Vie Inc.
Avec Unité modèle, à l’affiche au Théâtre d’Aujourd’hui jusqu’au 7 mai, Guillaume Corbeil clôt brillamment une trilogie théâtrale axée sur le culte de l’image et une quête biaisée d’avance sur l’authenticité. Les publicités empoisonnent nos existences et dictent des modes de vie utopiques par le biais de manipulations si ingénieusement bien calculées qu’on ne se rend presque plus compte de leur influence machiavélique. Pour illustrer ce propos, Corbeil s’attaque cette fois-ci à la culture du condo urbain. Tables rondes, mousseux et musique lounge possèdent la salle dans laquelle les spectateurs deviennent des clients potentiels pour habiter dans un des sublimes appartements du Complexe Diorama. Martin (Patrice Robitaille), un représentant immobilier expérimenté, joint ses forces à la novice Sarah (Anne-Élisabeth Bossé) pour offrir une soirée corporative qui, sous son vernis impeccable, dévoilera graduellement ses failles.
La critique sociale que suggère le dramaturge marque et imprègne longtemps l’imaginaire grâce à une écriture raffinée, délicieusement incisive et dénuée de morales suffisantes. Le texte sème constamment de fausses pistes, plongeant l’audience dans un jouissif suspense. Qu’est-ce qui est vrai? Quelles sont les limites de la présentation? Qu’est-ce qui se trame exactement entre Martin et Sarah? Le tandem vend du rêve, des fantasmes inatteignables et futiles, et incarne un couple parfait jusqu’à ne plus savoir lui-même où s’arrête cette fiction. Seule Sarah connaît des moments de lucidité (et d’hésitation dans la livraison de son pitch de vente appris par cœur) en demandant constamment à Martin si ce qu’il vient d’avancer est »pour vrai ». Tout en les exécutant, les protagonistes narrent les gestes à la deuxième personne du pluriel pour inclure les spectateurs/clients et les inciter à consommer ce bonheur préfabriqué. En se posant des questions qui obtiendront des réponses lors d’une finale poignante, le public s’esclaffe devant les généralités aucunement subtiles crachées par les agents d’immeubles (Une perle industrielle dans écrin de prestige /Un design riche et épuré ). Ensuite, il se fait inconsciemment et volontairement prendre au jeu en aimant certaines fonctionnalités invitantes de la demeure (l’éternel mais efficace cliché de l’immense walk-in rempli d’escarpins griffés) pour finalement rire jaune et ressentir de profonds malaises lorsqu’il y a exposition de techniques ignobles tirant profit de détresses humaines.

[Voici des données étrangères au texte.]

PR #6122, opened 2019-02-01
[core/image]Allow saving a core Image into BytesIO

tito:
This PR is a first step to get any image content as a BytesIO instead of just saving into a file.

It is seperated as:
- make the `Image` core provider check if a provider can save into `BytesIO`, and if the format is supported
- add `save()` fmt parameter to explicitly specify an image format (extension actually), needed if `BytesIO` is passed
- implement support for `BytesIO` in SDL2 Image provider using `SDL_RWops`
- add `Widget.export_as_image` and change `Widget.export_to_png` to use the first one
- update `Texture.save` to allow using a format (it's honestly just a shortcut to `Image(texture).save(...)`

### DIFF
--- a/kivy/tests/test_image.py
+++ b/kivy/tests/test_image.py
@@ -2,6 +2,7 @@ import unittest
 import io
 import os
 import tempfile
+from kivy import setupconfig
 
 
 class ImageTestCase(unittest.TestCase):
@@ -25,6 +26,11 @@ class ImageTestCase(unittest.TestCase):
 
     def test_save_into_bytesio(self):
         Image = self.cls
+
+        if setupconfig.PLATFORM == "darwin":
+            # XXX on OSX CI Builder, img_sdl2 is not used
+            # therefore the test below wont work yet with imageio only.
+            return
 
         # load kivy logo
         img = Image.load("data/logo/kivy-icon-512.png")


kivy/core/image/__init__.py
```diff
@@ -862,12 +878,24 @@ def save(self, filename, flipped=False):
...
         else:
             raise Exception('Unable to determine the format of the pixels')
-        return loader.save(filename, size[0], size[1], fmt, pixels, flipped)
+        return loader.save(filename, size[0], size[1], pixelfmt, pixels, flipped, fmt)
+
+    def _find_format_from_filename(self, filename):
+        ext = filename.rsplit(".", 1)[-1].lower()
+        if ext in (
+            'bmp', 'jpe', 'lbm', 'pcx', 'png', 'pnm',
+            'tga', 'tiff', 'webp', 'xcf', 'xpm', 'xv'):
```
AndreMiras: Minor taste suggestion: I find it more sexy to use sets for that type of things:
```python
        if ext in {
            'bmp', 'jpe', 'lbm', 'pcx', 'png', 'pnm',
            'tga', 'tiff', 'webp', 'xcf', 'xpm', 'xv'}:
```
Specially since it's `O(1)`

kivy/tests/test_image.py
```diff
@@ -18,3 +21,35 @@ def test_keep_data(self):
...
+        img = Image.load("data/logo/kivy-icon-512.png")
+        self.assertIsNotNone(img)
+
+        # try to save with missing format
+        try:
+            bio = io.BytesIO()
+            self.assertTrue(img.save(bio))  # if False, then there is no provider
+            self.fail('Image.save() with bytesio')
+        except Exception:
+            pass
```
AndreMiras: I quite don't get this block :thinking:

kivy/core/image/__init__.py
```diff
@@ -830,10 +833,23 @@ def save(self, filename, flipped=False):
...
 
+        .. versionchanged:: 1.11.0
+            Parameter `fmt` added to force the output format of the file
+            Filename can now be a BytesIO object.
+
         '''
+        if isinstance(filename, BytesIO):
+            is_bytesio = True
+            if not fmt:
+                raise Exception("You must specify a format to save into a BytesIO object")
```
AndreMiras: is this covered by the unit tests?

kivy/tests/test_image.py
KeyWeeUsr: `with self.assertRaises(exc_cls)`

kivy/core/image/__init__.py
AndreMiras: Ok thanks! This what I was suspecting. Then this is usually covered with `assertRaises` not try/catch. Because it makes things more obvious/explicit. I will take another look once on laptop

PR #6124, opened 2019-02-01
Removed doc note about Python 3 on Android being experimental

inclement:


JonasT:
@inclement what about a note that Python 2 will be officially unsupported (by the Python developers, not kivy/p4a) by the start of 2020? That seems like it would be worth mentioning

Issue #6132, opened 2019-02-04
no automatic dispatching of Window's left/top


tshirtman:
### Versions

* Python:
* OS:
* Kivy:
* Kivy installation method:

### Description

reacting to window's position changes is hard, comparatively to reacting to window's size, the alias properties work, but don't bind to the underlying state, so one has to check their values repeatedly.

### Code and Logs

```python
from kivy.core.window import Window as W
from kivy.app import App
from kivy.lang import Builder
from kivy.clock import Clock


KV = '''
#:import W kivy.core.window.Window
Label:
    text: 'top: {}\\nleft: {}\\nwidth: {}\\nheight: {}'.format(W.top, W.left, W.width, W.height)
'''

class WApp(App):
    def build(self):
        W.bind(top=self.log, left=self.log, size=self.log)
        Clock.schedule_interval(self.show_pos, 0)
        return Builder.load_string(KV)

    def show_pos(self, *args):
        print(W.left, W.top)

    def log(self, *args):
        print(args)

    def on_stop(self):
        print (
            'top: {}\nleft: {}\nwidth: {}\nheight: {}'
            .format(W.top, W.left, W.width, W.height)
        )

if __name__ == '__main__':
    WApp().run()
```

matham:
Fixed by https://github.com/kivy/kivy/pull/6133

PR #6133, opened 2019-02-04
Make top/left of window dispatch events on updates

tshirtman:
tentative fix for #6132 , but doesn't seem to work


matham:
What's the status of this?

akshayaurora:
@matham  did some changes tested with window_sdl2 on osx and It works as expected.

kivy/properties.pyx
```diff
@@ -1466,11 +1466,8 @@ cdef class AliasProperty(Property):
     cpdef link_deps(self, EventDispatcher obj, str name):
         cdef Property oprop
         for prop in self.bind_objects:
-            if prop in obj.__events__:
-                obj.fbind(prop, self.trigger_change, 0)
-            else:
-                oprop = getattr(obj.__class__, prop)
-                oprop.fbind(obj, self.trigger_change, 0)
```
akshayaurora: sry, for removing this, this was indeed needed.

kivy/core/window/__init__.py
```diff
@@ -1431,6 +1433,9 @@ def on_resize(self, width, height):
         '''Event called when the window is resized.'''
         self.update_viewport()
 
+    def on_move(self):
+        self._moved = not self._moved
+
```
matham: Why do you need the `_moved` property? Could you not just instead directly dispatch `top`  and `left` here (`self.dispatch('top')`).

La mise en scène dynamique de Sylvain Bélanger captive le public tout au long. Les déplacements des personnages correspondent parfaitement à leurs caractéristiques. Le décor magnifiquement stylisé donne d’abord des frissons d’extase pour ensuite procurer des sueurs froides. La distribution accomplit des merveilles. Anne-Élisabeth Bossé interprète avec justesse les multiples facettes de son personnage. L’évolution de Sarah tire les larmes, mais jamais dans un esprit mélodramatique. De son côté, Patrice Robitaille joue de manière stupéfiante le triste déni de Martin.
Unité modèle est à l’affiche dans la salle principale du Théâtre d’Aujourd’hui jusqu’au 7 mai.